Thermal stability and conformational transitions of scrapie amyloid (prion) protein correlate with infectivity

Abstract The scrapie amyloid (prion) protein (PrP27–30) is the protease‐resistant core of a larger precursor (PrP Sc ) and a component of the infectious scrapie agent; the potential to form amyloid is a result of a posttranslational event or conformational abnormality. The conformation, heat stability, and solvent‐induced conformational transitions of PrP27–30 were studied in the solid state in films by CD spectroscopy and correlated with the infectivity of rehydrated and equilibrated films. The exposure of PrP27–30 in films to 60 °C, 100 °C, and 132 °C for 30 min did not change the β ‐sheet secondary structure; the infectivity slightly diminished at 132 °C and correlated with a decreased solubility of PrP27–30 in sodium dodecyl sulfate (SDS), probably due to cross‐linking. Exposing PrP27–30 films to formic acid (FA), trifluoroacetic acid (TFA), trifluoroethanol (TFE), hexafluoro‐2‐propanol (HFIP), and SDS transformed the amide CD band, diminished the mean residue ellipticity of aromatic bands, and inactivated scrapie infectivity. The convex constraint algorithm (CAA) deconvolution of the CD spectra of the solvent‐exposed and rehydrated solid state PrP27–30 identified five common spectral components.

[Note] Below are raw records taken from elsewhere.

PR #889, opened 2026-03-03
feat(pai): add CLAUDE_MODEL env variable support

### LINKED ISSUE #494: Add possibility to set desired model from env
Add something like this to `pai.ts` -> `cmdLaunch`
```
 // Read model from environment variable
  const model = process.env.CLAUDE_MODEL;
  if (model) {
    args.push("--model", model);
  }
```

So I can have alias like this `alias pai="CLAUDE_MODEL=gpt-oss:20b bun ~/.claude/skills/CORE/Tools/pai.ts"`.
In this case I'm using local models from Ollama.

NJX-njx:
Allow users to set model via environment variable, e.g.:
  CLAUDE_MODEL=gpt-oss:20b bun ~/.claude/skills/CORE/Tools/pai.ts

Useful for local models (Ollama) and aliases.

Fixes #494

Made-with: Cursor

### DIFF
--- a/Releases/v4.0.0/.claude/PAI/Tools/pai.ts
+++ b/Releases/v4.0.0/.claude/PAI/Tools/pai.ts
@@ -412,6 +412,12 @@ async function cmdLaunch(options: { mcp?: string; resume?: boolean; skipPerms?: 
     args.push("--resume");
   }
 
+  // Read model from environment variable (e.g. CLAUDE_MODEL=gpt-oss:20b for Ollama)
+  const model = process.env.CLAUDE_MODEL;
+  if (model) {
+    args.push("--model", model);
+  }
+
   // Change to PAI directory unless --local flag is set
   if (!options.local) {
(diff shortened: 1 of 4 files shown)


danielmiessler:
Hey @NJX-njx — Kai here, Daniel's AI assistant, doing the next pass of triage on the PAI repo.

Thanks for taking the time to put this together — really appreciated, and the underlying intent (`CLAUDE_MODEL` env variable support) is reasonable. Closing it out in our pre-v5.0.0 triage pass because the specific design diverges from how v5.0.0 organizes around this concern, and merging it as-is would create a parallel pattern that competes with the v5 layer. Better to evaluate the spirit of it against the new architecture once v5 ships.

**If after spending time with v5.0.0 you still feel this would add value — either as-is or reframed against the new architecture — please reopen or open a fresh PR against the new release.** Your input is valuable.

— Kai 🤖

PR #1978, opened 2026-08-25
fix(SessionCleanup): derive ISA phase from claim state — a session ending is not a claim closing

### LINKED ISSUE #1977: SessionCleanup marks an ISA phase: complete on session end with no check that any claim closed

## TL;DR

`hooks/SessionCleanup.hook.ts` rewrites an ISA's `phase:` to `complete` when a session ends, with no check that any claim actually closed. A session that ends with work in flight marks its ISA finished, which removes it from the resume/continuity surfaces. On this install it silently hid 120 open claims across 5 ISAs.

## Evidence

The write is unconditional (v7.40.4 payload, `LifeOS/install/hooks/SessionCleanup.hook.ts`, line 89):

```ts
isaContent = isaContent.replace(/^phase:.*$/m, 'phase: complete');
```

Nothing above or below it inspects claim state. `status: ACTIVE` → `COMPLETED` and `completed_at` are written in the same block.

Observed on a real install: an ISA committed at 09:51 with `phase: scoping` and 0 of 21 claims closed read `phase: complete` by 11:09, with no human edit between. Sweeping every `phase: complete` ISA in the tree for unchecked claims found 5 such files, carrying 120 open claims between them:

| claims closed | claims open | `progress:` would read |
|---|---|---|
| 1 | 45 | 1/46 |
| 5 | 23 | 5/28 |
| 0 | 16 | 0/16 |
| 1 | 15 | 1/16 |
| 0 | 21 | 0/21 (the one observed flipping) |

Two of them have zero claims closed and read as finished. A stale `progress:` field compounds it: one ISA read `progress: 5/16` against 28 real claims, because `progress:` is not refreshed either.

## Impact

Any session that ends before its claims close marks that ISA complete. Because the continuity surfaces filter on phase, the work then does not resurface at the next session start — the exact failure the ISA phase field exists to prevent. It is silent: no warning is printed and the ISA still reads as valid.

## Reproduction

1. Create an ISA with `phase: scoping` and at least one `- [ ]` claim.
2. Start a session against it, then end the session.
3. Read the frontmatter: `phase: complete`, claims still unchecked.

The payload's own expression reproduces it in isolation:

```python
re.sub(r'^phase:.*$', 'phase: complete', isa, count=1, flags=re.M)
```

against a fixture with two open claims yields `phase: complete` with both claims still open.

## Suggested fix

Derive the phase from claim state rather than from the session ending, and refresh `progress:` while the ISA stays open:

```ts
const open   = (isaContent.match(/^- \[ \]/gm) || []).length;
const closed = (isaContent.match(/^- \[x\]/gm) || []).length;
const phase  = open > 0 ? (closed > 0 ? 'climbing' : 'scoping') : 'complete';
```

Only write `status: COMPLETED` / `completed_at` when `open === 0`, and log when the hook leaves an ISA open so the state is visible rather than assumed.

Local patch applied here and mutation-tested: reverting the logic to the unconditional form is caught by the test, so the check is not vacuous.

## Environment

LifeOS v7.40.4, macOS, bun. File is stock and unmodified prior to the patch.

bnkath2o:
Fixes #1977.

## What this changes

`clearSessionWork()` rewrote `phase:` to `complete` whenever a session ended, with no inspection of claim state. Any session that ended with work in flight marked its ISA finished, and because the continuity surfaces filter on phase, that work then did not resurface at the next session start.

This derives the phase from the claims instead:

```ts
const openClaims   = (isaContent.match(/^- \[ \]/gm) || []).length;
const closedClaims = (isaContent.match(/^- \[x\]/gm) || []).length;
const phase = openClaims > 0
  ? (closedClaims > 0 ? 'climbing' : 'scoping')
  : 'complete';
```

Three further consequences fall out of the same condition:

- `status: COMPLETED` and `completed_at` are written **only** when `openClaims === 0`. Previously an ISA could carry a completion timestamp with every claim still open.
- `progress:` is refreshed while the ISA stays open, so it cannot go stale. On this install one ISA read `progress: 5/16` against 28 real claims.
- The hook logs to stderr when it leaves an ISA open, so the state is visible rather than assumed.

## Why this shape

`scoping` / `climbing` / `complete` is the vocabulary the shipped ISA documentation already uses — 33, 10 and 36 occurrences in `LIFEOS/DOCUMENTATION/ISA/`. Worth noting that no shipped hook or tool currently writes `scoping` or `climbing`; only `complete`, `plan` and `execute` appear in shipped code. So this is the first place the mid-flight vocabulary is actually written, which is why the bug existed at all: the hook only ever had one phase to write.

The check is deliberately a condition inside a procedure that already runs, rather than a new gate. It costs nothing on any session that ends with its claims closed.

## Verification

- The phase derivation was tested against four cases: all claims open, some closed, all closed, and no claims at all.
- **Mutation-tested.** Reverting the logic to the unconditional `'complete'` form is caught by the test, so the check is not vacuous.
- The file builds clean under `bun build`.
- Applied on a live install: re-sweeping every `phase: complete` ISA for unchecked claims returns zero, where it returned five before the patch.

## Not claimed

No estimate of how many installs are affected. The write is unconditional, so any install ending a session mid-work should reproduce it, but that is reasoning rather than measurement.

### DIFF
--- a/LifeOS/install/hooks/SessionCleanup.hook.ts
+++ b/LifeOS/install/hooks/SessionCleanup.hook.ts
@@ -86,12 +86,31 @@ function clearSessionWork(sessionId?: string): void {
       // findArtifactPath prefers ISA.md and falls back to legacy PRD.md.
       if (isaPath && existsSync(isaPath)) {
         let isaContent = readFileSync(isaPath, 'utf-8');
-        isaContent = isaContent.replace(/^phase:.*$/m, 'phase: complete');
+
+        // A session ending is not a claim closing. Derive the phase from claim
+        // state so work in flight keeps a phase the continuity surfaces can see.
+        const openClaims = (isaContent.match(/^- \[ \]/gm) || []).length;
+        const closedClaims = (isaContent.match(/^- \[x\]/gm) || []).length;
+        const phase = openClaims > 0
+          ? (closedClaims > 0 ? 'climbing' : 'scoping')
+          : 'complete';
+
+        isaContent = isaContent.replace(/^phase:.*$/m, `phase: ${phase}`);
         isaContent = isaContent.replace(/^updated:.*$/m, `updated: ${getISOTimestamp()}`);
-        isaContent = isaContent.replace(/^status: ACTIVE$/m, 'status: COMPLETED');
-        isaContent = isaContent.replace(/^completed_at: null$/m, `completed_at: "${getISOTimestamp()}"`);
+        if (openClaims > 0) {
+          // progress must not go stale while the ISA stays open
+          isaContent = isaContent.replace(
+            /^progress:.*$/m, `progress: ${closedClaims}/${closedClaims + openClaims}`);
+        } else {
+          isaContent = isaContent.replace(/^status: ACTIVE$/m, 'status: COMPLETED');
+          isaContent = isaContent.replace(/^completed_at: null$/m, `completed_at: "${getISOTimestamp()}"`);
+        }
         writeFileSync(isaPath, isaContent, 'utf-8');
         marked = true;
+        if (openClaims > 0) {
+          console.error(`[SessionCleanup] ${isaPath}: left phase: ${phase} — ` +
+            `${openClaims} claim(s) still open. A session ending does not close claims.`);
+        }
       }
 
       // Legacy fallback: update META.yaml if it exists


danielmiessler:
Ported with credit, one extension: the derived phase also gates the work.json row close, otherwise the ISA reads climbing while the dashboard derives done. Closing, next release. Thanks.

PR #2015, opened 2026-08-29
fix(interceptor): publish captures from staged save

mj-deving:
## Summary

- stop passing unsupported `--out` to `interceptor screenshot`
- run `--json ... --save` from a private same-filesystem staging directory
- parse and validate the returned `filePath`, reject blank captures, and publish with atomic rename semantics
- preserve an existing destination when capture, validation, or publication fails

## Why

Interceptor 0.23.30 exposes `--save` for screenshots and returns the actual `filePath`; it does not expose screenshot `--out`. The wrapper currently forwards `--out`, so the required screenshot verification fails before producing an image.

The loss of infectivity quantitatively correlated with a decreasing proportion of native, β ‐pleated sheet‐like secondary structure component, an increasing amount of α ‐helical component, and an increasingly disordered tertiary structure. The results demonstrate the unusual thermal stability of the β ‐sheet secondary structure of PrP27–30 protein in the solid state. The conformational perturbations of PrP27–30 parallel the changes in infectivity and suggest that the β ‐sheet structure plays a key role in the physical stability of scrapie amyloid and in the ability to propagate and replicate scrapie.